Issue #1477, opened 2026-05-07
fluxion encodes some json as strings, resulting message is inconvenient to trace


wihobbs:
Fluxion has a tendency in some callbacks to encode json as a string, which must then later be decoded (possibly taking up unnecessary cycles). As an example:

+===+

Line by line, return the whole listing without a single difference.

Issue #1477, opened 2026-05-07
fluxion encodes some json as strings, resulting message is inconvenient to trace


wihobbs:
Fluxion has a tendency in some callbacks to encode json as a string, which must then later be decoded (possibly taking up unnecessary cycles). As an example:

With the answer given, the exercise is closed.